During my PhD, our numerical group was facing some slow-downs in running large cosmological hydrodynamic simulations with Gadget3 (at the time, private repo).
We used scalasca and profiled the hydrodynamic kernels runtimes of Magneticum simulations. We found that most of the time was not even spent actual physics computations, rather, most of the time was spent in the tree walk neighbour search!
| Component | Time [s] |
|---|---|
| Neighbour Search | 263 000 |
| Physics computation | 155 000 |
| MPI communication | 72 000 |
The Insight
Gadget3 orders its particles using a Hilbert space-filling curve for domain decomposition. The Hilbert curve has a key property: points nearby along the curve are also nearby in 3D space. So particles stored consecutively in memory are physically close, and physically close particles share most of their neighbours.

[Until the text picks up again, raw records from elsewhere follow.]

PR #3211, opened 2021-04-18
docs: normalize python code blocks + formatting

neutrinoceros:
## PR Summary

This is in reaction to #3206, which made me realise that our code formatter for documentation isn't working properly because some code blocks are specified as

```rst
.. python-script::
```
instead of
```rst
.. code-block:: python
```
This fixes those, and pre-commit + blacken-docs does the rest automatically.

edit: switching to draft after @cphyc brought to my attention that the `.. python-script::` directive isn't just an alias, and has special rules attached to it that allow these block to be run in parallel in the docs build.


neutrinoceros:
closing this since #3206 will be MUCH more powerful and stable soon

PR #3212, opened 2021-04-18
fix a bug where set_background_color wouldn't work with colormaps from third party libs

neutrinoceros:
## PR Summary

fix #3208

edit: looks like my solution doesn't work across all versions of matplotlib.
For reference, I wrote it for ppl 3.3, now trying to generalise it.
edit 2: it also work with matplotlib 3.4
edit 3: should work for all currently supported versions of matplotlib now 🎉  (thanks to @cphyc  for his help in testing locally with "old" versions)

PR #3214, opened 2021-04-20
add a visible deprecation warning for unprefixed cmocean maps

neutrinoceros:
## PR Summary

Follow up to #3175, #3212 and complementary to #3207

This reintroduces the possibly to use unprefixed colormaps from cmocean, using isolated adapter code that can be dropped after the 4.0 release, and adding a visible deprecation warning were due.

The change is documented in #3207 (where I'll suggest changes to account for this adaptation).

### DIFF
--- a/yt/visualization/plot_container.py
+++ b/yt/visualization/plot_container.py
@@ -1,6 +1,7 @@
 import base64
 import builtins
 import os
+import textwrap
 from collections import defaultdict
 from functools import wraps
 
@@ -19,6 +20,36 @@ from yt.utilities.definitions import formatted_length_unit_names
 from yt.utilities.exceptions import YTNotInsideNotebook
 
 from ._commons import validate_image_name
+
+try:
+    import cmocean  # noqa
+except ImportError:
+    cmocean = None
+
+CMOCEAN_DEPR_MSG = textwrap.dedent(
+    """\
+    It looks like you requested a colormap from the cmocean library. In the future, yt won't
+    recognize this bare (unprefixed) name. Please follow the recommended usage from cmocean's doc:
+    add an explicit `import cmocean` to your script, and prefix their colormap names with 'cmo.'
+    See our release notes for why this change was necessary."""
+)
+
+
+def _sanitize_cmap(cmap):
+    # this function should be removed entierly after yt 4.0.0 is released
+    if not isinstance(cmap, str):
+        return cmap
+    if cmocean is not None:
+        try:
+            cmo_cmap = f"cmo.{cmap}"
+            get_cmap(cmo_cmap)
+            issue_deprecation_warning(CMOCEAN_DEPR_MSG, since="4.0.0", removal="4.1.0")
+            return cmo_cmap
+        except ValueError:
+            pass
+    get_cmap(cmap)
+    return cmap
+
 
 latex_prefixes = {
     "u": r"\mu",
@@ -870,7 +901,7 @@ class ImagePlotContainer(PlotContainer):
 
         """
         self._colorbar_valid = False
-        self._colormap_config[field] = cmap
+        self._colormap_config[field] = _sanitize_cmap(cmap)
         return self
 
     @accepts_all_fields


neutrinoceros:
switching to draft until I can write reliable tests

neutrinoceros:
I didn't manage to write proper tests for this with the time I could afford spending here, but here's the manual test that I used
```python
import yt
import cmocean

ds = yt.testing.fake_amr_ds(fields=[("gas", "density")], units=["g * cm**-3"])

print("set a cmocean native cmap with a proper prefix")
p.set_cmap(("gas", "density"), "cmo.thermal")
p.save("/tmp/1.png")

print("now without a prefix")
p.set_cmap(("gas", "density"), "balance")
p.save("/tmp/2.png")
```

neutrinoceros:
Good news, answer tests on Jenkins correctly caught a bug in my first attempt where I was de facto crippling the ability to set _any_ non-cmocean cmap. Should be fixed now.

yt/visualization/plot_container.py
```diff
@@ -20,6 +21,36 @@
...
+    import cmocean  # noqa
+except ImportError:
+    cmocean = None
+
+CMOCEAN_DEPR_MSG = textwrap.dedent(
+    """
+    It looks like you requested a colormap from the cmocean library. In the future, yt won't "
+    recognize this bare (unprefixed) name. Please follow the recommended usage from cmocean's doc:
+    add an explicit `import cmocean` to your script, and prefix their colormap names with 'cmo.'
+    See our release notes for why this change was necessary."""
```
chummels, line 34:
```suggestion
    WARNING: It looks like you requested a colormap from the cmocean library. In the future, yt won't
    recognize this bare (unprefixed) name. Please follow the recommended usage from cmocean's doc:
    add an explicit `import cmocean` to your script, and prefix their colormap names with 'cmo.'
    See our release notes for why this change was necessary."""
```

chummels (approved):
I tested this and it works great.  Just one small suggestion, to make it more obvious that this is a deprecation warning, but if others think this is too loud, we don't to include it.  I just wanted to make sure that it didn't get lost in the system command output log.

yt/visualization/plot_container.py
neutrinoceros: well it's only ever displayed as a `VisibleDeprecationWarning`, I don't think it's necessary to add "WARNING" to the text itself. @chummels

yt/visualization/plot_container.py
```diff
@@ -20,6 +21,36 @@
...
 from ._commons import validate_image_name
 
+try:
+    import cmocean  # noqa
+except ImportError:
+    cmocean = None
+
+CMOCEAN_DEPR_MSG = textwrap.dedent(
+    """
+    It looks like you requested a colormap from the cmocean library. In the future, yt won't "
```
chummels, line 31:
```suggestion
    It looks like you requested a colormap from the cmocean library. In the future, yt won't
```

yt/visualization/plot_container.py
chummels: OK, no worries.

chummels (approved):

yt/visualization/plot_container.py
```diff
@@ -1,12 +1,13 @@
...
 import builtins
 import os
+import textwrap
 from collections import defaultdict
 from functools import wraps
 
 import matplotlib
 import numpy as np
-from matplotlib.cm import get_cmap
+from matplotlib.cm import get_cmap as get_cmap
```
cphyc, line 10: Is this necessary?

yt/visualization/plot_container.py
```diff
@@ -20,6 +21,36 @@
...
+except ImportError:
+    cmocean = None
+
+CMOCEAN_DEPR_MSG = textwrap.dedent(
+    """
+    It looks like you requested a colormap from the cmocean library. In the future, yt won't
+    recognize this bare (unprefixed) name. Please follow the recommended usage from cmocean's doc:
+    add an explicit `import cmocean` to your script, and prefix their colormap names with 'cmo.'
+    See our release notes for why this change was necessary."""
+)
```
cphyc, line 35: This is required to prevent the string from starting with a line break :)

```suggestion
CMOCEAN_DEPR_MSG = textwrap.dedent(
    """\
    It looks like you requested a colormap from the cmocean library. In the future, yt won't
    recognize this bare (unprefixed) name. Please follow the recommended usage from cmocean's doc:
    add an explicit `import cmocean` to your script, and prefix their colormap names with 'cmo.'
    See our release notes for why this change was necessary."""
)
```

cphyc (approved):

yt/visualization/plot_container.py
neutrinoceros: nope, it's clearly a leftover, good catch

The fix, which I called Neighbour Recycling: instead of one tree walk per particle, group nearby particles together and perform a single tree walk for the whole group, over a slightly larger radius.
To handle Gadget3's wildly varying densities, the grouping radius is made adaptive:
R = f * smoothing lengthIn the paper Ragagnin et al. (2016) we find the optimal constant f = 0.5 was found numerically, and corresponds to each tree walk searching for roughly 3x speedup.
Results
Tested on the Magneticum box5/hr, simulation (18 Mpc/h, 2 x 813 particles, 8 MPI processes), The number of neighbour search drops drastically, close to a factor 10. Even if each search is slightly more expensive, the total speedup can still be very large.
Conclusions
The technique doesn't rely on anything Gadget3-specific beyond the space-filling curve ordering, which most modern N-body codes already use. If your code spends more time finding neighbours than computing physics, this idea is worth a look.